It’s the branch of applied mathematics that studies how to efficiently minimize convex functions (functions whose graph never falls below the straight line connecting any two of its points). It’s the theoretical foundation behind nearly every optimizer used to train machine learning models.
What does the 30-year gap mean in this case?
It refers to the gap between what Nesterov proved in 1983 for the smooth case and what remained to be proven for the nonsmooth convex case with bounded subgradients, a problem open since the 1990s according to the r/math thread.
What is Lean, and why does a mathematical proof go through it?
Lean is a proof assistant: a language and compiler that verify, step by step, that every logical inference in a mathematical proof is valid according to a fixed set of axioms. If a proof compiles in Lean, it can’t have hidden reasoning errors.
What is Mathlib?
It’s Lean 4’s community-driven math library: thousands of already-formalized definitions and theorems (analysis, algebra, measure theory, among others) that any new proof builds on instead of reconstructing everything from scratch.
Is a proof verified in Lean necessarily correct?
It’s logically consistent with respect to its formal statement. But if that statement doesn’t accurately capture the original informal problem, verification doesn’t fix that mismatch: that’s why the community keeps checking whether the formalization actually corresponds to the 30-year conjecture.

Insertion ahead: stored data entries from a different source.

PR #66, opened 2015-11-10
modify aaa group tacacs to be compatible with the new netdev compatib…

hunsbea:
beaker passes, rubocop passes

I'll merge this at the same time I merge the node utils changes. This also addresses using autogen to gen a couple of the properties.

### DIFF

Can I verify this proof without being a professional mathematician?
Yes. With elan installed and the repository cloned, running lake build and #print axioms doesn’t require understanding every lemma, just confirming that Lean accepts the entire chain without sorryAx.
References
- Original thread on r/math: report of the proof and link to the Lean repository.
- Lean Prover: official documentation for the proof assistant used to formalize the result.
- Mathlib4 on GitHub: the community math library on which the formalization was built.
- Convex optimization (Wikipedia): general context on the field and its classical methods.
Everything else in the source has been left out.